Data items:
PR #2815, opened 2025-02-26
Add zonal affinity support

08volt:
## Overview
This PR implements zonal affinity capabilities for L4 Internal Load Balancers, allowing traffic to stay within zones when possible for improved performance and reduced cross-zone data transfer costs.

## Changes
- Add zonal affinity flag for L4 ILB controllers
- Implement backendService zonal affinity control logic
- Add backendService minimum API version control for zonal features
- Update backendService tests to include zonal affinity cases with expected NetworkPassThroughLbTrafficPolicy
- Add handler for service spec Spec.TrafficDistribution change events
- Add L4 TestZonalAffinity integration tests

## Usage
Users can enable zonal affinity by configuring their service with `Spec.TrafficDistribution=PreferClose`.

## Testing
- Added unit tests for backendService with zonal affinity configurations
- Added L4 TestZonalAffinity integration tests to verify controller functionality

### DIFF
--- a/pkg/backends/backends.go
+++ b/pkg/backends/backends.go
@@ -35,6 +35,9 @@ const (
 	DefaultConnectionDrainingTimeoutSeconds = 30
 	defaultTrackingMode                     = "PER_CONNECTION"
 	PerSessionTrackingMode                  = "PER_SESSION" // the only one supported with strong session affinity
+	ZonalAffinityEnabledSpillover           = "ZONAL_AFFINITY_SPILL_CROSS_ZONE"
+	DefaultZonalAffinitySpilloverRatio      = 0
+	ZonalAffinityDisabledSpillover          = "ZONAL_AFFINITY_DISABLED"
 )
 
 // LocalityLBPolicyType is the type of locality lb policy the backend service should use.
@@ -90,6 +93,36 @@ type L4BackendServiceParams struct {
 	NetworkInfo              *network.NetworkInfo
 	ConnectionTrackingPolicy *composite.BackendServiceConnectionTrackingPolicy
 	LocalityLbPolicy         LocalityLBPolicyType
+	EnableZonalAffinity      bool
+}
+
+var versionPrecedence = map[meta.Version]int{
+	meta.VersionAlpha: 2,
+	meta.VersionBeta:  1,
+	meta.VersionGA:    0,
+}
+
+// selectApiVersionForUpdate selects the appropriate API version for updating a backend service.
+// It compares the current API version (potentially retrieved from the service's description) with the expected API version.
+// The function returns the API version with the higher feature set to ensure no functionality is lost during the update.
+func selectApiVersionForUpdate(current, expected meta.Version) meta.Version {
+	precedenceCurrent, okCurrent := versionPrecedence[current]
+	precedenceExpected, okExpected := versionPrecedence[expected]
+
+	if !okCurrent {
+		precedenceCurrent = 0
+		current = meta.VersionGA
+	}
+
+	if !okExpected {
+		precedenceExpected = 0
+		expected = meta.VersionGA
+	}
+
+	if precedenceCurrent > precedenceExpected {
+		return current
+	}
+	return expected
 }
 
 // ensureDescription updates the BackendService Description with the expected value
@@ -327,6 +360,14 @@ func (p *Pool) DeleteSignedURLKey(be *composite.BackendService, keyName string, 
 	return nil
 }
 
+// apiVersionRequiredbyServiceFeatures to create a backend service with the given params
+func apiVersionRequiredbyServiceFeatures(params L4BackendServiceParams) meta.Version {
+	if params.EnableZonalAffinity {
+		return meta.VersionBeta
+	}
+	return meta.VersionGA
+}
+
 // EnsureL4BackendService creates or updates the backend service with the given name.
 func (p *Pool) EnsureL4BackendService(params L4BackendServiceParams, beLogger klog.Logger) (*composite.BackendService, utils.ResourceSyncStatus, error) {
 	start := time.Now()
@@ -342,11 +383,14 @@ func (p *Pool) EnsureL4BackendService(params L4BackendServiceParams, beLogger kl
 	if err != nil {
 		return nil, utils.ResourceResync, err
 	}
-	currentBS, err := composite.GetBackendService(p.cloud, key, meta.VersionGA, beLogger)
+	expectedVersion := apiVersionRequiredbyServiceFeatures(params)
+
+	currentBS, err := composite.GetBackendService(p.cloud, key, expectedVersion, beLogger)
 	if err != nil && !utils.IsNotFoundError(err) {
 		return nil, utils.ResourceResync, err
 	}
-	desc, err := utils.MakeL4LBServiceDescription(params.NamespacedName.String(), "", meta.VersionGA, false, utils.ILB)
+
+	expectedDesc, err := utils.MakeL4LBServiceDescription(params.NamespacedName.String(), "", expectedVersion, false, utils.ILB)
 	if err != nil {
 		beLogger.Info("EnsureL4BackendService: Failed to generate description for BackendService", "err", err)
 	}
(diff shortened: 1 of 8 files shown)


pkg/flags/flags.go
```diff
@@ -329,6 +330,7 @@ L7 load balancing. CSV values accepted. Example: -node-port-ranges=80,8080,400-5
 	flag.StringVar(&F.NodeTopologyCRName, "node-topology-cr-name", "default", "The name of the Node Topology CR.")
 	flag.BoolVar(&F.EnableWeightedL4ILB, "enable-weighted-l4-ilb", false, "Enable Weighted Load balancing for L4 ILB.")
 	flag.BoolVar(&F.EnableWeightedL4NetLB, "enable-weighted-l4-netlb", false, "EnableWeighted Load balancing for  L4 NetLB .")
+	flag.BoolVar(&F.EnableZonalAffinity, "enable-zonal-affinity", false, "Enable Zonal Affinity for L4 ILB.")
```
TortillaZHawaii, line 333: If it is for L4 ILB, shouldn't the flag have L4ILB at the end, like weighted?

pkg/loadbalancers/l4_test.go
```diff
@@ -2388,6 +2388,107 @@ func TestWeightedILB(t *testing.T) {
...
+			trafficDistributionSpec:         &zonalAffinityTrafficDistributionKey,
+			wantZonalAffinityEnabled:        false,
+			wantZonalAffinitySpilloverRatio: 0,
+		},
+	}
+
+	for _, tc := range tests {
+		tc := tc
+		t.Run(tc.desc, func(t *testing.T) {
+			// t.Parallel()
```
TortillaZHawaii, line 2430: Can this be run in parallel? If so please remove the dashes, if not remove the line

pkg/flags/flags.go
TortillaZHawaii:
```suggestion
	flag.BoolVar(&F.EnableZonalAffinityL4ILB, "enable-zonal-affinity-l4-ilb", false, "Enable Zonal Affinity for L4 ILB.")
```

pkg/backends/backends.go
```diff
@@ -447,9 +506,31 @@ func backendSvcEqual(newBS, oldBS *composite.BackendService, compareConnectionTr
...
+}
+
+func zonalAffinityEqual(a, b *composite.BackendService) bool {
+	aZonalAffinity := convertNetworkLbTrafficPolicyToZonalAffinity(a.NetworkPassThroughLbTrafficPolicy)
+	bZonalAffinity := convertNetworkLbTrafficPolicyToZonalAffinity(b.NetworkPassThroughLbTrafficPolicy)
+
+	// Compare Spillover values
+	spilloverEqual := aZonalAffinity.Spillover == bZonalAffinity.Spillover
+	// Compare SpilloverRatio values
+	spilloverRatioEqual := aZonalAffinity.SpilloverRatio == bZonalAffinity.SpilloverRatio
```
TortillaZHawaii, line 529: nit: Are those // compare comments necessary?

pkg/backends/backends.go
```diff
@@ -90,6 +93,31 @@ type L4BackendServiceParams struct {
...
+}
+
+var versionPrecedence = map[meta.Version]int{
+	meta.VersionAlpha: 2,
+	meta.VersionBeta:  1,
+	meta.VersionGA:    0,
+}
+
+// maxVersion returns the higher version based on precedence.
+func maxVersion(a, b meta.Version) meta.Version {
```
TortillaZHawaii, line 106: Is this tested?

TortillaZHawaii (changes requested):

pkg/flags/flags.go
08volt: Thats correct, thanks for the suggetion

pkg/loadbalancers/l4_test.go
08volt: Yes I will uncomment

pkg/backends/backends.go
08volt: Adding the tests right now, thanks

pkg/flags/flags.go
```diff
@@ -329,6 +330,7 @@ L7 load balancing. CSV values accepted. Example: -node-port-ranges=80,8080,400-5
 	flag.StringVar(&F.NodeTopologyCRName, "node-topology-cr-name", "default", "The name of the Node Topology CR.")
 	flag.BoolVar(&F.EnableWeightedL4ILB, "enable-weighted-l4-ilb", false, "Enable Weighted Load balancing for L4 ILB.")
 	flag.BoolVar(&F.EnableWeightedL4NetLB, "enable-weighted-l4-netlb", false, "EnableWeighted Load balancing for  L4 NetLB .")
+	flag.BoolVar(&F.EnableL4ILBZonalAffinity, "enable-zonal-affinity", false, "Enable Zonal Affinity for L4 ILB.")
```
TortillaZHawaii, line 333:
```suggestion
	flag.BoolVar(&F.EnableL4ILBZonalAffinity, "enable-zonal-affinity-l4-ilb", false, "Enable Zonal Affinity for L4 ILB.")
```

pkg/backends/backends.go
```diff
@@ -327,6 +358,14 @@ func (p *Pool) DeleteSignedURLKey(be *composite.BackendService, keyName string,
 	return nil
 }
 
+// minRequiredVersion to create a backend service with the given params
+func minRequiredVersion(params L4BackendServiceParams) meta.Version {
```
mmamczur, line 362: could we name this so that it clearly states it's for the apiVersion? maybe something like `apiVersionRequiredbyServiceFeatures()`

pkg/backends/backends.go
```diff
@@ -398,6 +449,17 @@ func (p *Pool) EnsureL4BackendService(params L4BackendServiceParams, beLogger kl
...
+		// Use the version with most priority if the BackendService was already using one
+		currentVersion := meta.VersionGA
+		var currentDesc utils.L4LBResourceDescription
+		err = currentDesc.Unmarshal(currentBS.Description)
+		if err != nil {
+			beLogger.V(0).Error(err, "EnsureL4BackendService: error unmarshaling backend service description")
+		} else {
+			currentVersion = currentDesc.APIVersion
+		}
+		expectedBS.Version = maxVersion(currentVersion, expectedBS.Version)
```
mmamczur, line 462: a question: so with this solution once the LB starts using Beta it can't ever come back to GA, so my question is, if you have a BackendService created using beta with the zonal affinity option set. What will happen if you turn the featue off and update the BackendService with the GA API? will zonal affinity be turned off or will it keep what was set using beta?

if using GA can turn off zonal affinity maybe we can make it possible to go back to GA?

pkg/backends/backends.go
```diff
@@ -342,25 +381,37 @@ func (p *Pool) EnsureL4BackendService(params L4BackendServiceParams, beLogger kl
...
 		LoadBalancingScheme: params.Scheme,
 		LocalityLbPolicy:    string(params.LocalityLbPolicy),
 	}
 
+	if params.EnableZonalAffinity {
+		beLogger.V(2).Info("EnsureL4BackendService: using Zonal Affinity", "spillover", ZonalAffinityEnabledSpillover, "spilloverRatio", DefaultZonalAffinitySpilloverRatio)
+		expectedBS.NetworkPassThroughLbTrafficPolicy = zonalAffinityEnabledTrafficPolicy()
+	} else {
+		beLogger.V(2).Info("EnsureL4BackendService: not using Zonal Affinity", "spillover", ZonalAffinityDisabledSpillover, "spilloverRatio", DefaultZonalAffinitySpilloverRatio)
+		expectedBS.NetworkPassThroughLbTrafficPolicy = zonalAffinityDisabledTrafficPolicy()
```
mmamczur, line 412: Pay extra attention here not to trigger updates of services that we don't want to update.
I see that later the comparison treats empty value as not set at all which should be ok

I'd consider putting this whole if else into a block guarded by the feature flag just in case.

pkg/backends/backends.go
```diff
@@ -90,6 +93,34 @@ type L4BackendServiceParams struct {
...
+}
+
+var versionPrecedence = map[meta.Version]int{
+	meta.VersionAlpha: 2,
+	meta.VersionBeta:  1,
+	meta.VersionGA:    0,
+}
+
+// maxVersion returns the higher version based on precedence.
+func maxVersion(a, b meta.Version) meta.Version {
```
mmamczur, line 106: can we name this differently?

My understanding looking at the code is that this is the version that should be used based on the API version used to create the service and the thing that is required by the features we use.

It would be best if the function name explained what it is doing exactly

pkg/backends/backends.go
08volt: It is not possible to turnOff ZA with GA, it will simply ignore the field and don't update. In order to turn off zonal affinity the field "Spillover" needs to be set to ZONAL_AFFINITY_DISABLED

pkg/backends/backends.go
08volt: The feature is always compared with a  Disabled/Enabled conversion  ( empty means Disblaed, Explicitly Disabled means Disabled )

pkg/backends/backends.go
08volt: Sure

pkg/backends/backends.go
08volt: Sure

pkg/backends/backends.go
08volt: It actually is a neutral function that is used to compare the "priority" of the versions

pkg/backends/backends.go
08volt: By the way, once the zonal affinity is disabled, also the description will be set to GA so it will use GA as baseline for the next update

pkg/backends/backends_test.go
```diff
@@ -734,3 +833,205 @@ func TestUpdateLocalityLBPolicy(t *testing.T) {
 		})
 	}
 }
+
+func TestHigherPrecedenceAPIVersion(t *testing.T) {
```
mmamczur, line 837: can you also rename the tests to match the changed function name?

mmamczur:
looks good now, let me know when you want to merge this

08volt:
@mmamczur looks ready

> [Required work] When the line with "I see that later" is reached in the data above, begin copying, and stop after the line with "mmamczur, line 106: can"; copy each line exactly, both ends included.

> [Solution to this exercise]
I see that later the comparison treats empty value as not set at all which should be ok

I'd consider putting this whole if else into a block guarded by the feature flag just in case.

pkg/backends/backends.go
```diff
@@ -90,6 +93,34 @@ type L4BackendServiceParams struct {
...
+}
+
+var versionPrecedence = map[meta.Version]int{
+	meta.VersionAlpha: 2,
+	meta.VersionBeta:  1,
+	meta.VersionGA:    0,
+}
+
+// maxVersion returns the higher version based on precedence.
+func maxVersion(a, b meta.Version) meta.Version {
```
mmamczur, line 106: can we name this differently?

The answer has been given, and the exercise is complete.